Category Archives: prisons

At Winson Green

Gatehouse (dismantled and removed to storage)

Dalrymple writes that he arrived at HMP Birmingham in 1990, to take up a job as a psychiatrist and medical officer. He came to have a high regard for the prison officers, who were

intelligent, shrewd and often kindly.

It was, he says,

out of the question that they should cower in their offices for fear of the inmates, as reported in August 2018. They were brave.

New gatehouse

A vital factor, Dalrymple points out, in the successful management of any prison is

the morale of the staff. If morale is low, the prisoners easily take over, and it is abundantly obvious (as any prisoner will tell you) that the worst prisons, the ones most to be feared, are those in which the prisoners, not the officers, are in control: which in effect means the rule of psychopaths. The prisoners may pretend that they hate the officers, but they know that the officers are what stands between them and hell.

He remembers one officer who was accused of cruelty but on whom no one would inform, though they did not approve of what he did.

I went with him once into a cell in which a prisoner was having an epileptic fit and he said in a stentorian voice, ‘Don’t you do that in front of the Doctor!

Britain, Dalrymple notes, has the highest rate of violent crime in Western Europe. The chief problem is

the long-term failure, lasting more than half a century, of the British state to perform one of its primary functions: the keeping of the peace.

Burgess’s Nadsat is the equal of Orwell’s Newspeak

Dalrymple notes that in addition to being philosophically profound and socially prophetic, A Clockwork Orange (1962) is linguistically highly inventive, Anthony Burgess marking the separateness of his novel’s young protagonists from their elders

by their adoption of a new argot. Vital for groups antagonistic toward the dominant society around them, such argots allow them to identify and communicate with insiders and exclude outsiders.

Although Dalrymple worked in a prison for 14 years, he never came to understand the language that prisoners used as they shouted to one another across landings and between buildings.

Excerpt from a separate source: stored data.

PR #262, opened 2026-03-08
fix: enable dev login tools in preview deployments

MaxwellCalkin:
Fixes #250

## Summary

The Quick Login component and related dev tools are gated on `IS_DEV` (`NODE_ENV === 'development'`), but preview deployments run with `NODE_ENV=production`. This makes it impossible to log in as Admin/City Admin on preview URLs for role-based testing.

This PR:
- Adds `IS_PREVIEW` (detects `*.preview.*` in `NEXTAUTH_URL`) and `IS_DEV_OR_PREVIEW` constants to `src/lib/utils.ts`
- Updates all dev tool access gates to use `IS_DEV_OR_PREVIEW`:
  - `QuickLogin` component
  - `DevelopmentSection` profile component
  - `MobilePreviewReporter` component
  - `/api/dev/quick-login` route
  - `/api/dev/seed-test-users` route
  - `/api/dev/mobile-preview` route
- Preserves `IS_DEV` for cookie configuration in the quick-login route (preview deployments correctly use `__Secure-` prefixed cookies over HTTPS)

## Why this is safe

Per the [issue discussion](https://github.com/schemalabz/opencouncil/issues/250#issuecomment-2694785655):
- Preview databases use PII-free staging data
- Task server integration is disabled by default in previews
- The detection is scoped to `NEXTAUTH_URL` containing `.preview.`, which is only set by the NixOS preview module — production deployments are unaffected

## Files changed

| File | Change |
|------|--------|
| `src/lib/utils.ts` | Add `IS_PREVIEW`, `IS_DEV_OR_PREVIEW` |
| `src/components/dev/QuickLogin.tsx` | `IS_DEV` → `IS_DEV_OR_PREVIEW` |
| `src/components/dev/MobilePreviewReporter.tsx` | `IS_DEV` → `IS_DEV_OR_PREVIEW` |
| `src/components/profile/DevelopmentSection.tsx` | `IS_DEV` → `IS_DEV_OR_PREVIEW` |
| `src/app/api/dev/quick-login/route.ts` | `IS_DEV` → `IS_DEV_OR_PREVIEW` (access), keep `IS_DEV` (cookies) |
| `src/app/api/dev/seed-test-users/route.ts` | `IS_DEV` → `IS_DEV_OR_PREVIEW` |
| `src/app/api/dev/mobile-preview/route.ts` | `IS_DEV` → `IS_DEV_OR_PREVIEW` |

## Test plan

- [ ] Deploy as a preview and verify the Quick Login floating button appears
[...]

PR #428, opened 2026-06-10
fix(dev): enable quick login on preview deployments

### LINKED ISSUE #250: Unable to login as Admin/City Admin in Preview Deployments
Currently, it is not possible to log in as an administrator, city admin, or other specific user roles on preview deployment pages. This occurs because the component providing this quick login capability is conditionally rendered to appear only in the local development environment (dev env), making role-based testing on preview URLs impossible.

angelospk:
Closes #250

## What & why

Reviewers can't log in as admin / city admin / other roles on PR preview deployments (`pr-N.preview.opencouncil.gr`). The Quick Login dev tool and its API routes are gated on `IS_DEV` (`NODE_ENV === 'development'`), but previews are production builds (`NODE_ENV=production`), so the tool never renders and the APIs return 403. That's exactly the role-based QA the issue asks for, and right now it's blocked.

## How this differs from #262

#262 was closed pending discussion, and the approach there detected previews by string-matching `*.preview.*` inside `NEXTAUTH_URL`. This PR reuses the existing `IS_PREVIEW=true` env var instead — the preview systemd service already sets it, and `src/lib/email/resend.ts` already reads it (it went in for the email-redirect feature). So no new env var, no brittle URL parsing, and no `flake.nix` / `env.mjs` / `.env.example` changes. The plumbing is already in the tree.

It also tries to answer your open question from the issue thread ("are there any downsides?") — see the security tradeoff section below.

## Changes

- `src/lib/utils.ts` — add `IS_PREVIEW` and `DEV_TOOLS_ALLOWED = IS_DEV || IS_PREVIEW` next to `IS_DEV`.
- `src/app/[locale]/layout.tsx` — load `QuickLogin` when `NODE_ENV === 'development'` OR `IS_PREVIEW === 'true'`. Both stay literal `process.env.X` comparisons so the bundler still dead-code-eliminates QuickLogin on real production.
- `src/components/dev/QuickLogin.tsx` — gate on `DEV_TOOLS_ALLOWED`; show a PREVIEW badge and "Preview Quick Login" title on previews.
- `src/components/profile/DevelopmentSection.tsx` — gate on `DEV_TOOLS_ALLOWED`; PREVIEW ONLY badge on previews.
- `src/app/api/dev/quick-login/route.ts` and `src/app/api/dev/seed-test-users/route.ts` — guard with `DEV_TOOLS_ALLOWED`. The HTTPS secure-cookie logic in `quick-login` stays keyed on `IS_DEV`, since previews are HTTPS and need the secure cookie name like production does.
- `src/lib/__tests__/dev-tools-allowed.test.ts` — unit tests for the gate.

`MobilePreviewReporter`, `seed-users`, `mobile-preview`, and `lan-info` stay `IS_DEV`-only, since they're LAN/HMR dev features that don't make sense on remote previews.

## Testing

- `npx jest src/lib/__tests__/dev-tools-allowed.test.ts` — 4/4 pass (false on production, true on preview, true in dev, false for a non-`"true"` value).
- `npx tsc --noEmit` — no new errors. Two pre-existing errors in `cities/[cityId]/meetings/route.ts` are unrelated and untouched.
- Manual QA scenarios in the QA doc, including one that confirms Quick Login is absent and stripped from the bundle on a production build.

## Security tradeoff (the "any downsides?" answer)

- On previews, Quick Login lets anyone with the URL log in as super-admin against the shared staging DB. I think that's acceptable: previews are non-production and already expose staging data and dev tooling (the email redirect, for one). Test-user emails are confined to the known `*@test.com` set, and the staging DB is PII-free. The task-server integration is also off by default unless a preview is explicitly wired to an opencouncil-tasks preview.
- Real production is protected by two independent layers: it sets neither `NODE_ENV=development` nor `IS_PREVIEW=true`, so QuickLogin is dead-code-eliminated from the bundle and the API routes return 403.
- The one residual risk: if someone manually set `IS_PREVIEW=true` on the production host, Quick Login would activate. That flag is only ever set by the preview systemd unit, and production uses a separate deployment path, so this leans on deployment hygiene rather than hard-coding a production domain into the code. I left out an optional hardening (reject when `NEXTAUTH_URL` is the production domain) to keep the change small, but happy to add it if you'd rather have the belt-and-suspenders version.

<h3>Greptile Summary</h3>

This PR enables the Quick Login dev tool on preview deployments (`pr-N.preview.opencouncil.gr`) by introducing `IS_PREVIEW` and `DEV_TOOLS_ALLOWED` constants and threading `isPreview` as a boolean prop from server components down to the two client components that gate the UI.

- `src/lib/utils.ts` gains `IS_PREVIEW` and `DEV_TOOLS_ALLOWED`; API routes swap their `IS_DEV` guards for `DEV_TOOLS_ALLOWED` (server-side, so `process.env.IS_PREVIEW` is readable at runtime).
- `QuickLogin.tsx` and `DevelopmentSection.tsx` receive `isPreview` as a serialized prop from their respective server-side parents (`layout.tsx`, `profile/page.tsx`) instead of reading the env var directly — correctly working around the `NEXT_PUBLIC_` requirement for client bundles.
- Unit tests cover production, preview, dev, and non-`"true"` values for the gate.

Safe to merge — the change is well-scoped to dev tooling, real production is protected by two independent gates (neither NODE_ENV=development nor IS_PREVIEW=true is set there), and the client-bundle env-var limitation is correctly handled via server-to-client prop passing.

The implementation correctly threads isPreview as a serialized prop from server components to client components, avoiding the NEXT_PUBLIC_ requirement. API route guards are enforced server-side via DEV_TOOLS_ALLOWED. The secure-cookie logic intentionally stays keyed on IS_DEV (previews run over HTTPS). Tests cover all four gate combinations with proper module isolation. No logic errors or security regressions found.

| Filename | Overview |
|----------|----------|
| src/lib/utils.ts | Adds IS_PREVIEW and DEV_TOOLS_ALLOWED exports alongside IS_DEV; straightforward and correct. |
| src/app/[locale]/layout.tsx | Server component reads process.env.IS_PREVIEW at runtime and passes it as a prop to QuickLogin; dynamic require guard extended with the IS_PREVIEW branch. |
| src/components/dev/QuickLogin.tsx | Correctly uses IS_DEV (NODE_ENV-based, available client-side) combined with the isPreview prop; does not attempt to read IS_PREVIEW directly in the client bundle. |
| src/components/profile/DevelopmentSection.tsx | Same correct pattern as QuickLogin; isPreview prop from server, IS_DEV from bundle-inlined NODE_ENV. |
| src/app/api/dev/quick-login/route.ts | Guard updated to DEV_TOOLS_ALLOWED; secure cookie logic intentionally kept on IS_DEV (correct, previews are HTTPS). |
| src/app/api/dev/seed-test-users/route.ts | Both POST and GET handlers updated to DEV_TOOLS_ALLOWED; no other changes. |
| src/lib/__tests__/dev-tools-allowed.test.ts | Covers all four gate combinations; uses jest.isolateModules for correct module-reload behavior. |
| src/app/[locale]/(other)/profile/page.tsx | Server component correctly passes IS_PREVIEW env var as isPreview prop to DevelopmentSection. |

</details>

<sub>Reviews (2): Last reviewed commit: ["fix(dev): pass IS\_PREVIEW from server so..."](https://github.com/schemalabz/opencouncil/commit/0690c48cafd66808f373fb5506c8d3171c97b0f3) | [Re-trigger Greptile](https://app.greptile.com/api/retrigger?id=36655958)</sub>

### DIFF
--- a/src/app/[locale]/(other)/profile/page.tsx
+++ b/src/app/[locale]/(other)/profile/page.tsx
@@ -14,7 +14,7 @@ export default async function ProfilePage() {
     return (
         <div className="container max-w-2xl py-8 space-y-8 !px-3 sm:!px-8">
             <h1 className="text-3xl font-bold">{t("title")}</h1>
-            <DevelopmentSection />
+            <DevelopmentSection isPreview={process.env.IS_PREVIEW === 'true'} />
             {user.onboarded && (user.isSuperAdmin || user.administers.length > 0) && <AdminSection user={user} t={t} />}
             <UserInfoForm user={user} isOnboarded={!!user.onboarded} />
         </div>
--- a/src/app/[locale]/layout.tsx
+++ b/src/app/[locale]/layout.tsx
@@ -40,7 +40,7 @@ export default async function LocaleLayout({
             {children}
 
             <Toaster />
-            {QuickLogin && <QuickLogin />}
+            {QuickLogin && <QuickLogin isPreview={process.env.IS_PREVIEW === 'true'} />}
             {MobilePreviewReporter && <MobilePreviewReporter />}
         </NextIntlClientProvider>
     );
--- a/src/app/[locale]/layout.tsx
+++ b/src/app/[locale]/layout.tsx
@@ -6,8 +6,11 @@ import { routing } from '@/i18n/routing';
 import { notFound } from "next/navigation";
 import { Toaster } from "@/components/ui/toaster";
 
-// Only import in development — excluded from production bundles entirely
-const QuickLogin = process.env.NODE_ENV === 'development'
+// Only import in development or on preview deployments — excluded from real
+// production bundles entirely. Both branches use literal `process.env.X === '...'`
+// comparisons so the bundler can dead-code-eliminate QuickLogin when neither flag
+// is set (i.e. real production).
+const QuickLogin = process.env.NODE_ENV === 'development' || process.env.IS_PREVIEW === 'true'
     ? require("@/components/dev/QuickLogin").default
     : null;
 const MobilePreviewReporter = process.env.NODE_ENV === 'development'
--- a/src/app/api/dev/quick-login/route.ts
+++ b/src/app/api/dev/quick-login/route.ts
@@ -1,11 +1,11 @@
 import { NextRequest, NextResponse } from 'next/server'
 import { prisma } from '@/lib/db/prisma'
 import { PrismaAdapter } from "@auth/prisma-adapter"
-import { IS_DEV } from '@/lib/utils'
+import { IS_DEV, DEV_TOOLS_ALLOWED } from '@/lib/utils'
 
 export async function POST(request: NextRequest) {
-  // Only allow in development environment
-  if (!IS_DEV) {
+  // Only allow in development or on preview deployments — never on real production
+  if (!DEV_TOOLS_ALLOWED) {
     return NextResponse.json({ error: 'Not allowed in production' }, { status: 403 })
   }
 
@@ -41,8 +41,10 @@ export async function POST(request: NextRequest) {
       })
     }
 
-    // Set the session cookie with the same name Next-Auth uses
-    // In dev, use port-specific cookie name to allow multiple instances
+    // Set the session cookie with the same name Next-Auth uses.
+    // In local dev, use a port-specific non-secure cookie to allow multiple instances.
+    // Previews run over HTTPS in production mode, so they use the secure cookie name
+    // (this intentionally keys off IS_DEV, not DEV_TOOLS_ALLOWED).
     const port = process.env.APP_PORT || '3000'
     const cookieName = !IS_DEV
       ? '__Secure-authjs.session-token'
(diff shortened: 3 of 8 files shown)


angelospk:
Pushed 0690c48c to fix the client-bundle issue Greptile flagged. Good catch.

The problem: `IS_PREVIEW` isn't a `NEXT_PUBLIC_` var, and it's only set at runtime by the preview systemd unit, so `process.env.IS_PREVIEW` is `undefined` in the client bundle. That made the client-side gate always false on previews. The API routes worked (server-side), but `QuickLogin` / `DevelopmentSection` rendered `null` after hydration, so the UI never actually showed up.

Exposing it via `next.config.mjs` `env` or `NEXT_PUBLIC_` wouldn't help either: the build is environment-agnostic and `IS_PREVIEW` only exists at runtime, so build-time inlining would just capture `undefined`. Instead I pass the runtime value down as an `isPreview` prop from the two server components that already render these (`layout.tsx`, `profile/page.tsx`), and gate on `IS_DEV || isPreview` on the client. `NODE_ENV` (`IS_DEV`) is still inlined into the client bundle by Next, so that part stays correct. The server-side gates (the `layout` require and the `/api/dev/*` routes) keep using `DEV_TOOLS_ALLOWED` unchanged.

`npx tsc --noEmit` is clean apart from the pre-existing `meetings/route.ts` errors, and the existing 4 unit tests still pass.

kouloumos:
> The task-server integration is also off by default unless a preview is explicitly wired to an opencouncil-tasks preview.

fyi staging task server is always connected in all preview deployments. This is fine for now, but we should find a better solution down the line.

It was, he says,

their means of resisting domination.

Anthony Burgess

In the banlieues, les jeunes

use an argot derived from words spelt and pronounced backwards, and incomprehensible to educated speakers of French.

People of Jamaican descent in Britain

use a patois when they want not to be understood by anyone else.

The connection between argot and criminal purposes

has long been close, of course; and the importance that Burgess ascribes to the new argot in A Clockwork Orange suggests that he saw youthful revolt as an expression more of self-indulgence and criminality than of idealism—the latter, shallower view becoming orthodoxy among intellectuals not long after A Clockwork Orange appeared.

Dalrymple describes Burgess’s creation of a completely convincing new argot more or less ex nihilo as

an extraordinary achievement.

As a linguistic invention, Nadsat

is the equal of Orwell’s Newspeak. A vocabulary that is entirely new and incomprehensible at the beginning of the book becomes so thoroughly familiar to the reader at the end that he forgets that he has ever had to learn its meaning: it seems completely natural after only a hundred pages.